The complete question is

A flywheel is a mechanical device used to store rotational kinetic energy for later use. Consider a flywheel in the form of a uniform solid cylinder rotating around its axis, with moment of inertia I = 1/2 mr2.

Part (a) If such a flywheel of radius r1 = 1.1 m and mass m1 = 11 kg can spin at a maximum speed of v = 35 m/s at its rim, calculate the maximum amount of energy, in joules, that this flywheel can store?

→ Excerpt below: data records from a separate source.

Issue #3367, opened 2026-09-02
[Bug] Signal windows overflow the 512-token cap on dense and CJK text


guan404ming:
### Proposed Workgroup

Router Models & Inference Runtime

### Describe the bug

`classifier_signal_text_window.go` sizes every model-facing window by runes: `securitySignalChunks` (line 84) with a per-rune heuristic, and `representativeSignalText` (line 52) with a flat 2,048-rune head/middle/tail sample. Every ModernBERT / mmBERT classifier truncates at 512 tokens (`modernbert.rs:20`). Wherever runes tokenize denser than the heuristic assumes, the end of the window is never scored: hex, base64, URL, and emoji text for the security chunks, and CJK for the representative window. This affects the routing jailbreak and PII signals, the #3206 classification API, and every bounded signal (domain, fact-check, feedback, reask, preference).

### To Reproduce

Security chunk, model `mmbert32k-jailbreak-detector-merged`. `strings.Repeat("a1b2c3d4e5f6a7b8c9d0e1f2a3b4c5d6 ", 40) + attack` gives 1 chunk of ~1,300 tokens:

| input | P(jailbreak) |
|---|---|
| attack alone | 1.000 |
| chunked scan | 0.003 |
| same attack after English prose of equal length | 0.699 |

Representative window, model `mmbert32k-intent-classifier-merged`, 40 Chinese legal questions then 40 Chinese calculus questions (2,162 runes = 1,565 tokens; the English control is 459 tokens):

| input | category |
|---|---|
| head only | law 1.00 |
| tail only | math 0.51 |
| representative window | law 1.00 |

### Expected behavior

Every window fits in 512 tokens for any script: size by the tokenizer, or calibrate the rune weights so dense text and CJK cannot exceed the cap.

### Impact

A prompt attack after ~512 tokens inside dense text is invisible to all jailbreak surfaces, and CJK prompts over ~700 characters are routed on their opening only.

### Additional context

Verified on `origin/main` (2026-09-02) with real models on CPU via candle-binding. Related: #3333 (same 512-token cap on the response jailbreak surface).

Issue #3366, opened 2026-09-02
[Bug] Semantic cache collides on long prompts sharing a prefix


guan404ming:
### Proposed Workgroup

Router Models & Inference Runtime

### Describe the bug

Default `embedding_model: bert` (`cache.go:171`) calls `GetEmbedding(text, 0)`, which Rust resolves to `max_length = 512` (`core/similarity.rs:161`). Prompts sharing their first 512 tokens get identical embeddings. `multimodal` has the same cap (`ffi/embedding.rs:850`).

### To Reproduce

Model `all-MiniLM-L6-v2`, A = "write a poem about the ocean", B = "SQL to drop the production users table":

| shared prefix | cosine(prefix+A, prefix+B) |
|---|---|
| 335 chars | 0.7156 |
| 4,020 chars | 1.0000 |

### Expected behavior

Do not cache on a truncated embedding, or embed the whole prompt.

### Impact

A long system prompt or history ahead of the user turn returns the answer to a different question. No threshold fixes similarity 1.0.

### Additional context

Verified on `origin/main` (2026-09-02) with a real model on CPU via candle-binding.

Issue #3373, opened 2026-09-02
[Feature] State which model-facing surfaces sample and which scan


subin9:
### Goal

Write down which model-facing surfaces may discard part of their input and which must read all of it, so that a new call site has a rule to follow instead of a precedent to copy.

Three treatments exist today and nothing states when each applies:

- `representativeSignalText` keeps a head, middle and tail sample of 2 048 runes and drops everything between (`classifier_signal_text_window.go:53`). The eleven types in `boundedSemanticSignalTypes` take this path.
- `securitySignalChunks` scans the whole input in overlapping chunks, because "security detection cannot safely discard the middle of a long prompt" (`classifier_signal_text_window.go:82`). The PII and jailbreak routing signals take this path.
- Several call sites took neither and handed the whole text to a model that truncates it: #3204 on the security classification API, #3333 on the response jailbreak filter, #3364 on the PII classification API.

The first two are deliberate and the reasoning for each is in the file. What is missing is the rule that tells a new surface which one it owes, which is how the third group keeps appearing — three times in the last week, each found by reading the call site.

### Proposed Workgroup

Router Models & Inference Runtime

### Scope

- State the contract: which categories of surface may sample, which must scan, and what a caller that reports positions owes on top of that. The last part is not theoretical. A chunked scan that reports offsets has to map them back to the original text, which is why `piiSignalChunks` could not be reused as it stands in #3364 — it returns `[]string` with no offsets and de-duplicates identical chunks.
- Document the budgets. The comment at `classifier_signal_text_window.go:17-27` explains why PII and jailbreak have different budgets, but not how the specific values were chosen or what margin they leave: `piiSignalChunkBudget` is 128 tokens and `jailbreakSignalChunkBudget` is 384, both against a 512-token cap, so one has about four times the headroom and the other about a third. Since the budget is spent with a per-rune heuristic, that margin is what absorbs text tokenizing denser than the heuristic assumes.
- Record the bound the overlap implies. A span is only guaranteed to sit inside a single chunk if it is no longer than the overlap, 64 runes for both security signals. Measured against a stub that truncates the way the tokenizer does, a 70-rune span is missed at 8 of 800 consecutive offsets and an 80-rune span at 25.
- Decide whether the contract should be enforced rather than documented — for example a model-facing helper a call site cannot bypass without saying which treatment it wants.

### Non-goals

- Changing any existing sampling or chunking behaviour. The head, middle and tail sample for intent signals is deliberate and should stay.
[...]

PR #3383, opened 2026-09-02
[Bug] Name the position-embedding limit when multimodal text input exceeds it

### LINKED ISSUE #3381: [Bug] Multimodal text encoding fails past 512 tokens with an opaque index error
### Proposed Workgroup

### Describe the bug

`multimodal_encode_text` (`ffi/embedding.rs:2296`) tokenizes and uses the result as-is:

```rust
let ids: Vec<u32> = encoding.get_ids().to_vec();
let mask: Vec<u32> = encoding.get_attention_mask().to_vec();
let seq_len = ids.len();
```

The text encoder has 512 position embeddings (`multimodal_embedding.rs:73`), so a longer input fails in the position lookup. The batch path in the same model clamps — `max_length.min(...)` at `multimodal_embedding.rs:1279` — and `ffi/embedding.rs:850` passes 512 into it. Only the single-text FFI skips it.

### To Reproduce

`mom-embedding-multimodal` on CPU, `"navigation "` repeated, through `MultiModalEncodeText`:

```
words  runes  result
509    5599   ok, 364ms
510    5610   ok, 355ms
511    5621   index-select invalid index 512 with dim size 512
```

510 words plus the two special tokens is exactly 512.

CJK reaches the limit far sooner, and the routing signal's own bound does not help, because `representativeSignalText` caps at 2048 runes and runes are not tokens:

```
CJK filler   512 runes   error
            1024 runes   error
            2048 runes   error
ASCII prose 2046 runes   ok
```

So an embedding signal configured with `modelType: multimodal` fails on any CJK query longer than about 510 characters, and the sampler's cap sits four times above the failing point.

### Expected behavior

Clamp to the position-embedding limit the way the batch path does, or fail with an error that names the limit and the input length instead of a candle index-select error.

### Impact

Any deployment using the multimodal embedding model. The embedding signal returns an error rather than a result, and the message names neither the limit nor the input, so the cause is not obvious from logs.

### Additional context

Which of the two behaviours is right is worth deciding rather than defaulting to the clamp. Silent truncation is what produced #3204, #3333 and #3364, so matching the other models is not automatically the better answer here.

Related: #3372 on making truncation observable, #3373 on which surfaces may discard input.

subin9:
Fixes #3381

## Purpose

The multimodal text encoder holds 512 position embeddings. Two single-text FFI paths tokenized and used the result as-is, so a longer input failed inside the position lookup with `index-select invalid index 512 with dim size 512`, a message that names neither the limit nor the input:

- `multimodal_encode_text`, reached from `MultiModalEncodeText`
- `generate_multimodal_text_embedding`, reached from `get_embedding_2d_matryoshka` and `get_embedding_with_model_type`

Both now go through `check_position_limit`, which rejects the sequence with an error naming the token count and the limit. Nothing is truncated.

An earlier revision clamped to the first 512 ids to match the batch path. That was the wrong default for the second path: `generate_multimodal_text_embedding` is also what every semantic cache backend calls for `embedding_model: multimodal` (`cache/inmemory_cache.go:257` and the milvus, qdrant, redis and valkey equivalents), so a clamp there would give the cache the same vector for any two long prompts sharing a 512-token prefix. That is the collision #3366 reports on the other embedding models; today the multimodal cache fails instead of colliding, and this keeps it that way with a readable reason. #3381 lists a descriptive error as one of its two acceptable outcomes.

On the routing embedding signal the error is logged and the signal skipped (`classifier_signal_embedding_helpers.go:61`), so the request is unaffected and only the log line changes. Long CJK reaching this limit at all is #3367: `representativeSignalText` measures its 2048-rune window in runes, not tokens. If the maintainers decide this surface should score a prefix instead, the helper is the one place a clamp would go.

Affects `candle-binding` only. Owned by Router Models & Inference Runtime via #3381.

`generate_mmbert_embedding` has the same unclamped shape but 32K position embeddings and chunked attention, so it does not fail here and is left alone.

## Test Plan

```bash
cd candle-binding
cargo fmt --all -- --check
cargo test --release --no-default-features --lib position_limit
cargo test --release --no-default-features --lib

# real model on CPU, both FFI paths, the receipt for a multimodal FFI change (#2319)
MULTIMODAL_MODEL_PATH=<path>/mom-embedding-multimodal make test-binding-multimodal
```

Plus a throwaway Go test (not committed) that drives `MultiModalEncodeText`, `GetEmbeddingWithModelType("multimodal")` and `GetEmbedding2DMatryoshka("multimodal")` with `"navigation "` repeated 510, 511 and 1024 times and with 512 and 2048 runes of CJK, and checks what the binding logs.

## Test Result

`cargo fmt --all -- --check` is clean (rustfmt 1.8.0-stable, the rewrite the PR gate was applying).

`cargo test --release --no-default-features --lib`: 526 passed, 69 failed, 45 ignored. The six `check_position_limit` cases pass. The 69 are the model-loading tests (`core::similarity_test`, `core::tokenization_test`, gemma, modernbert, `get_embedding_smart`) that fail on any machine without those models and fail identically on `main`.

`mom-embedding-multimodal` on CPU through all three Go entry points, `MultiModalEncodeText`, `GetEmbeddingWithModelType("multimodal")` and `GetEmbedding2DMatryoshka("multimodal", 3, 256)`. `before` is a build of the tree without this change. Every row agrees across the three paths, so each is listed once:

| input | tokens | before | after |
|---|---|---|---|
| `"navigation "` x510 | 512 | ok | ok |
| `"navigation "` x511 | 513 | `index-select invalid index 512 with dim size 512` | `text tokenizes to 513 tokens, over the text encoder's 512-position limit` |
| `"navigation "` x1024 | 1026 | same index error | same shape, `1026 tokens` |
| Korean prose, 512 runes | 624 | same index error | same shape, `624 tokens` |
| Korean prose, 2048 runes | 2477 | same index error | same shape, `2477 tokens` |
| Chinese prose, 512 runes | 514 | same index error | same shape, `514 tokens` |
| Chinese prose, 2048 runes | 2050 | same index error | same shape, `2050 tokens` |

The Go-side error strings are unchanged (`multi-modal text encoding failed`, `failed to generate embedding with model type multimodal (status: -1)`). The binding has always put the reason on stderr, and that is the line that changed. One note for anyone reproducing the CJK rows: a run of CJK with no spaces is not a valid probe, because WordPiece maps a word over its character cap to a single `[UNK]`, so 2048 runes of one repeated word encodes fine.

`make test-binding-multimodal` receipt (#2319), both halves, against `models/mom-embedding-multimodal`:

```
candle-binding, -race, ^TestMultiModal
  TestMultiModalEmbeddingInit            PASS
  TestMultiModalEncodeText               PASS  (BasicText, MRL_Dimensions, SemanticSimilarity, Consistency)
  TestMultiModalEncodeImageFromBytes     PASS
  TestMultiModalEncodeImageFromBase64    PASS
  TestMultiModalEncodeImageFromURL       PASS
  TestMultiModalCrossModalRetrieval      PASS
  TestMultiModalInputValidation          PASS
  ok  119.247s

pkg/classification, ^TestEmbeddingClassifier_Integration
  TestEmbeddingClassifier_IntegrationImageQueryEndToEnd           PASS
  TestEmbeddingClassifier_IntegrationTextRulesIgnoredOnImagePath  PASS
  ok  7.249s
```

`test-binding-multimodal-rust-baseline` is the known-red exploratory lane and is deliberately not part of that receipt, so it was not run.

Remaining question for the WG: whether this surface should clamp instead. Nothing in this PR forecloses that; it is a change to `check_position_limit` and its two callers.

---
<details>

</details>


FAUST-BENCHOU (commented):
Could we confirm the intended contract here before settling on silent truncation? #3381 explicitly leaves clamping vs. a descriptive error open, so matching the existing batch path alone doesn’t seem to resolve that design choice.

The current PR gate is also still red because `cargo fmt` rewrites both changed Rust files. Could we fix the formatting and align the PR description with the repository’s `Purpose / Test Plan / Test Result` template before merge?

subin9:
Thank you @FAUST-BENCHOU, all three seem fair :)

fmt and the template are fixed. While in there I moved the helper out of the middle of `multimodal_encode_text`'s doc comment, which the earlier placement had split in two.

On the contract, I traced the callers and switched sides: the PR now returns an error naming the token count and the limit, and truncates nothing. `generate_multimodal_text_embedding` is also the semantic cache's path for `embedding_model: multimodal`, so a clamp there would hand the cache one vector for any two long prompts sharing a 512-token prefix, which is #3366. On the routing signal the error is already logged and the signal skipped, so only the log line changes; long CJK hitting the limit at all is #3367. Before/after on the real model is in the description.

@Xunzhuo #3381 left clamp vs. error open; could you confirm an error is the contract you want for this surface? If it should clamp instead, it's a small change in `check_position_limit` and its two callers. The wider question, which surfaces may discard input at all, is filed as #3373; that can stay separate from this PR.

Xunzhuo (approved):
This keeps the existing no-truncation behavior while replacing the opaque position-lookup failure with the actual token count and encoder limit on both affected FFI paths. The boundary tests, real-model receipt, green CI, and local agent validation cover the change well. Approved; please rebase onto current main before merge.

FAUST-BENCHOU (approved):
Thanks for your work

wilsonwu (approved):
LGTM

Part (b) Consider a scenario in which the flywheel described in part (a) (r1 = 1.1 m, mass m1 = 11 kg, v = 35 m/s at the rim) is spinning freely at its maximum speed, when a second flywheel of radius r2 = 2.8 m and mass m2 = 16 kg is coaxially dropped from rest onto it and sticks to it, so that they then rotate together as a single body. Calculate the energy, in joules, that is now stored in the wheel?

Part (c) Return now to the flywheel of part (a), with mass m1, radius r1, and speed v at its rim. Imagine the flywheel delivers one third of its stored kinetic energy to car, initially at rest, leaving it with a speed vcar. Enter an expression for the mass of the car, in terms of the quantities defined here.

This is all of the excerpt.